#### [Exercise requirements]
Return all lines of the data in which the string "null" occurs.

#### [Data for analysis]
PR #1250, opened 2016-07-14
r? ianbicking Fixes #1191 Implement the new overlay menu flow.

### LINKED ISSUE #1191: Replace top panel with a focused overlay menu
My initial design:

edit initial alternate 1x

Helen Huang is going to help us refine Pageshot’s visual and UI design, and I think that this issue is a perfect one to start on.

fzzzy:


addon/data/selector-ui.js
```diff
@@ -159,6 +159,72 @@ const ui = (function () { // eslint-disable-line no-unused-vars
...
+        this.cancelButton.style.left = "0";
+        this.cancelButton.onclick = callbacks.onCancel;
+        this.myShotsButton = document.createElement("button");
+        this.myShotsButton.className = "pageshot-select-mode-button";
+        this.myShotsButton.textContent = "Open My Shots";
+        this.myShotsButton.style.right = "0";
+        this.myShotsButton.style.backgroundColor = "#248aeb";
+        this.myShotsButton.style.color = "white";
+        this.myShotsButton.onclick = callbacks.onOpenMyShots;
+
```
ianb: We gotta setup some helpers for this stuff, but that can happen in a follow up.

fzzzy: I was thinking we should be able to use react in here somehow?

addon/data/selector-ui.js
```diff
@@ -159,6 +159,72 @@ const ui = (function () { // eslint-disable-line no-unused-vars
     boxBottomEl: null
   };
 
+  /** Displays the box which allows the user to choose between selecting a region,
+      archiving the page, or going to my shots.
+  */
+  exports.SelectMode = {
+    display: function (callbacks) {
+      if (document.querySelector(".pageshot-preview-overlay") !== null) {
+        return;
```
ianb: What does this check accomplish?

addon/data/selector-ui.js
```diff
@@ -159,6 +159,72 @@ const ui = (function () { // eslint-disable-line no-unused-vars
...
+      }
+      let oldNode = document.getElementById("pageshot-select-mode-background");
```
ianb: And what's this one for?  Shouldn't select mode handle that element?

addon/data/selector-ui.js
fzzzy: It prevents opening the mode selector again when already making a selection with the resize handles. It would be better to do it at a higher level and not even allow the creation of the shot context, but I tried a few times and couldn't figure out how to correctly do it that way.

addon/data/selector-ui.js
```diff
@@ -159,6 +159,72 @@ const ui = (function () { // eslint-disable-line no-unused-vars
...
+      if (oldNode !== null) {
+        oldNode.parentNode.removeChild(oldNode);
+      }
+
+      if (this.selectModeBackground === undefined) {
+        this.selectModeBackground = document.createElement("div");
+        this.selectModeBackground.id = "pageshot-select-mode-background";
+        this.selectModeBackground.className = "pageshot-select-mode-background";
+        this.selectMode = document.createElement("div");
+        this.selectMode.className = "pageshot-select-mode";
```
ianb: These are all children of this.selectModeBackground, right?  (If not then .remove() isn't thorough enough.)  Can they all just be local variables instead of instance variables?  Or if they are instance variables, then they should get cleaned up too.

addon/data/selector-ui.js
fzzzy: This one prevents opening the select mode panel when the select mode panel is already open... Again, would be better to prevent starting a new shot flow higher up but this is what I got to work.

addon/data/selector-ui.js
fzzzy: Yes, they are all children. They should probably all be local variables instead.

addon/data/selector-ui.js
ianb: Given the discussion, I think we should remove these and fix the bug (maybe in a follow up).  This code covers up a bug that I expect will show itself in other ways.

fzzzy: Ok. Let's do a follow-up. I tested a bunch and it seems to do the right thing right now... But maybe not.

addon/data/selector-ui.js
ianb: It runs in the context of the page, though somewhat sandboxed – I feel like it's worth it to avoid getting too clever.

addon/data/selector-ui.js
```diff
@@ -159,6 +159,72 @@ const ui = (function () { // eslint-disable-line no-unused-vars
...
...BsNoU50v+xWAyFQgHz8/OYnZ2FJUYdlpeXsbm5GWk4fgefzWZRKpUg+6zt7W0/beTt+/v7qNVqHViRJ6IA4DgOZJ/VrV1ZWUEqleo2R2a5WCyiXq+fOF5fWPl8HplM5oQ4Sgu8c+8u/1q6FbQsCRAsiUJdIVhqRlJBsCQKdYVgqRlJBcGSKNQVgqVmJBUES6JQV3xvSlWbPt1o4tUnG7t1CzZ7AeBiEu6z0/M7caTPAA/XbVSPOm8G9Gqv/AbYEwcuJR3cvmyhdNe46apD811v7PHFBwcHx3y/LSDl9pNBnb06EbOAnZqNQ3d9y3e/7DvMz8uPwOockDJuvS+P/64wdldrAIwJijfjyCaAPHuM5MsZFlW8PJuLuxHXWurd/p1FFo/gJ+9t9s9O1NEIweIN53iuZYGCx/N2nl2WXsXULnzwS5H7bbYC2svFqdmMO/hUO4J4/xRmkX6Nrwnz1hrDMt7QvK3uloPyy50bn5/VWzH3UhB9VI8MAm8u/GbPBt6kb0JjWLxDH0QRfnkyCbsYR/Xjdw4evLFR++v2IIzGC78/WTYMuxhH1re6495H2SG3WPgdqWwYMqOhcGd8GQ5F60NuhPFlKLISZcMAZ0xkpQDSvkqEX8qGAbBSNgwASUgoGwoSQ/5P2VDjBFE2DAOWyEoavvoiFX4pGwbASdkwACQhGclsWGdj8LyEPeog/B4OYNTBOBu2xuAR+lj4oPzywDDOhnwsvMrGsh69bc22TJ6z3Ckw/szIx+V531I97swq9Gr/0Z7d4Xvkv4lRGim9MQlslIFjd0DLwu4vzp5NV7X+IPqW9mLf7BzUVMrBBJt+C7sYR9bre2P4fAB8OXTc+bwp9kYlv6anx1vzh+v34ycu0V7tX6uOu7/p8xaujFuID+DewRgWn3WeYXOGM1nvVl+94H3eTe3Xc95+vL2cjtW4gz+d5gz3XgmWxvkhWARLg4CGlCKLYGkQ0JD63josLS3B65MMjX2PtJR/BdZdfGFVKpVubeSXZZ81Ps5uval4EkgkEkgmk53vDRcWFpBOpz3FUTZySIuLi4jH453PfjkQ27axt7cH9ilwlPnIY+eAcrmcC4ob5TfSUkEVXwKyz/JV0ApJgGBJFOoKwVIzkgqCJVGoKwRLzUgqCJZEoa4QLDUjqSBYEoW68gekmoYeRy70ZgAAAABJRU5ErkJggg==";
```
ianb: You should leave a comment in to indicate where the image source comes from, so it can be rebuilt.

addon/data/selector-ui.js
```diff
@@ -159,6 +159,72 @@ const ui = (function () { // eslint-disable-line no-unused-vars
...
+        this.chooseArchiveMode.appendChild(archiveImg);
+        this.chooseArchiveMode.appendChild(document.createTextNode("Archive Full Page"));
+        this.chooseArchiveMode.onclick = callbacks.onChooseArchiveMode;
```
ianb: For basic hygiene I think we should stick to addEventListener.

addon/data/shooter-interactive-worker.js
```diff
@@ -214,7 +249,7 @@ stateHandlers.crosshairs = {
     if (isChrome) {
       ui.ChromeInterface.showSaveFullPage();
     } else {
-      self.port.emit("showSaveFullPage");
+      //self.port.emit("showSave");
```
ianb: Should put a FIXME on this

addon/lib/main.js
```diff
@@ -63,21 +63,13 @@ function showNotificationBar(shotcontext) {
...
-  });
+  myShots.onclick = watchFunction(exports.openMyShots);
   let messageNode = thebox.ownerDocument.createElement("span");
   messageNode.style.border = "none";
   messageNode.style.marginLeft = "10px";
   messageNode.style.fontWeight = "normal";
-  messageNode.appendChild(thebox.ownerDocument.createTextNode("Select part of the page to save, or save full page without making a selection."));
-  fragment.appendChild(myShots);
+  messageNode.appendChild(thebox.ownerDocument.createTextNode("Select part of the page to save:"));
+  //fragment.appendChild(myShots);
```
ianb: Should have a FIXME about removing My Shots button code

addon/lib/shooter.js
```diff
@@ -377,11 +392,12 @@ const ShotContext = Class({
       } catch (e) {
         // Ignore... it's just a best effort to cancel the state
       }
-      this.interactiveWorker.destroy();
+      setTimeout(() => {
+        this.interactiveWorker.destroy();
+        this.interactiveWorker = null;
+      }, 1000);
```
ianb: What's going on here?  (I think I might have gotten an exception related to this in testing, but I'm not sure)

fzzzy: There was a race between the worker finishing and destroy destroying it... I guess there should be a fixme in here to send a message to the worker, which sends a message back when it is finished, and then destroy gets called after that... But this seemed to be enough for the worker to tear down the selection handles before destroy gets called. (Of course there's still a risk that it will race. But much less.)

static/css/inline-selection.scss
```diff
@@ -253,6 +253,57 @@ $overlay-z-index: 900000;
   z-index: $overlay-z-index;
 }
 
+.pageshot-select-mode-background {
```
ianb: This all needs to use `@extend .pageshot-reset;`, I'm seeing a lot of style conflicts.  E.g.:

image

Or:

image

fzzzy: Is it enough to put the reset on the root element of the tree?

ianb:
There's some nits in there, and removing the workaround for hitting the shot button twice.  It's very easy to hit styling problems, so that should get fixed with the reset (we might find new problems, but not quite so widely).

Do we really want a gigantic topbar?

image

Also I'm getting errors everywhere about this:

```
Object
    - name = Error
    - message = Timeout after 15000ms in pageshot@documentStaticData
    - help = An unexpected error occurred
    - stack = lib/framescripter.js:130
```

I'm not sure what's causing that?  Seems like it might be because things get called in a different order.

static/css/inline-selection.scss
ianb: It might be, I'm not sure – it could be a problem if the reset was on the root, and the site stylesheet has a specific selector that is considered more specific than reset one.  You might also have to do `& * {@extend .pageshot-reset;}` to get the reset to apply to children.  There's some examples already in that file.

fzzzy:
How can I remove the workaround for hitting the shot button twice? I already tried a couple of different approaches and failed...

static/css/inline-selection.scss
fzzzy: Ok. I'll probably just add the reset to every element.

ianb:
I mean just leave the bug in, instead of working around it.

fzzzy:
Hmm. Ok. I'll open a new bug to fix starting a new shot flow when there's already a shot in progress higher up in main.js.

#### [Problem solution]
     boxBottomEl: null
+      if (document.querySelector(".pageshot-preview-overlay") !== null) {
+      if (oldNode !== null) {
+        this.interactiveWorker = null;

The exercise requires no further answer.